Using the database
huntsman-drp
uses a mongodb database to store file metadata. mongodb
databases store nested metadata similar to python dictionaries. It is recommended to familiarise
yourself with the basics mongodb
before proceeding.
The relevant terminology is as follows:
Document: A single item in the database. This is in some sense equivalent to a “row” in a standard database table, but can contain nested / hierarchical data.
Collection: A collection is similar to a table in a standard database, but contains a set of documents rather than rows. Documents in a collection do not have to share the same data structure.
Collections
huntsman-drp
implements the Collection
class as a wrapper around mongodb
collections to ensure
standardisation of the database. Collection
instances are used to perform all database operations,
including inserting, deleting, modifying and searching for documents.
The following Collection
subclasses are currently implemented:
ExposureCollection
: This is used to store metadata for all exposures, with each document corresponding to a single exposure.
CalibCollection
: This stores metadata for master calibration files. Each document corresponds to a single calibration file.
Collection instances should be created like this:
from huntsman.drp.collection import ExposureCollection
collection = ExposureCollection.from_config()
Using from_config
ensures that the class instances will be correctly initialised from the config file.
Once a Collection
instance is created, it automatically connects to the mongodb
client and is ready for use.
Querying for files
File queries are performed using document filters, which are simple python dictionaries. For example
to find all one-second exposures taken using the g_band
filter, one can do:
document_filter = {"physical_filter": "g_band", "exposure_time": 1}
docs = collection.find(document_filter)
Dot notation can be used to query for nested items, e.g.:
document_filter = {"metrics.has_wcs": True}
For more advanced queries, we can use mongodb query operators, which are specified as part of the document filter. For example, to query for files with exposure times greater than one second, we can do:
document_filter = {"exposure_time": {"$gt": 1}}
There are also various key word arguments that can be used with collection.find
. For example, to
query in a date range, we can do:
docs = collection.find(date_min="2021-01-01", date_max="2021-02-01")
Please see the Collection
API for more details.
The return value from Collection.find
is a list of Document
objects. These behave very similarly
to python dictionaries, but they are hashable (can be contained in sets) and facilitate get
calls with
“dot” notation for nested items.
Getting calibration files
Calibration files can be obtained using a CalibCollection
instance, e.g.:
from huntsman.drp.collection import CalibCollection
collection = CalibCollection.from_config()
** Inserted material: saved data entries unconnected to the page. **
PR #1667, opened 2020-03-06
Virtual methods to get/set parent by uname

stefanorosanelli:
This PR adds `_getParentUname()` and `_setParentUname()` virtual methods to `Folder` entity in order to get/set a parent via `uname` instead of ID

### DIFF
--- a/plugins/BEdita/Core/src/Model/Entity/Folder.php
+++ b/plugins/BEdita/Core/src/Model/Entity/Folder.php
@@ -95,7 +95,7 @@ class Folder extends ObjectEntity
      * @param int|null $parentId The parent id to set
      * @return int|null
      */
-    protected function _setParentId($parentId)
+    protected function _setParentId($parentId): ?int
     {
         if ($parentId === null) {
             $this->parent = null;
@@ -132,14 +132,14 @@ class Folder extends ObjectEntity
      * Setter for `parent_uname` virtual property.
      *
      * @param string|null $parentUname The parent uname to set
-     * @return void
+     * @return string|null
      */
-    protected function _setParentUname(?string $parentUname): void
+    protected function _setParentUname(?string $parentUname): ?string
     {
         if ($parentUname === null) {
             $this->parent = null;
 
-            return;
+            return null;
         }
 
         $table = TableRegistry::getTableLocator()->get($this->getSource());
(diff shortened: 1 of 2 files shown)


didoda (approved):

plugins/BEdita/Core/src/Model/Entity/Folder.php
```diff
@@ -110,6 +114,43 @@ protected function _setParentId($parentId)
...
+        return (string)Hash::get((array)$this->parents, '0.uname');
+    }
+
+    /**
+     * Setter for `parent_uname` virtual property.
+     *
+     * @param string|null $parentUname The parent uname to set
+     * @return void
+     */
+    protected function _setParentUname(?string $parentUname): void
```
batopa: > Mutator methods should always return the value that should be stored in the field.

calib_docs = collection.find({"datasetType": "flat"})
Here, datasetType
specifies the type of calib, e.g. bias, defects, dark, flat. Alternatively,
a complete set of calibration documents that match a document in the ExposureCollection
can be
obtained like this:
calib_docs = collection.get_matching_calibs(exposure_document)
Master calibration files are stored in the archive directory. If you want to download the files to your local machine, you will need to download them from the archive directory mounted on the host system.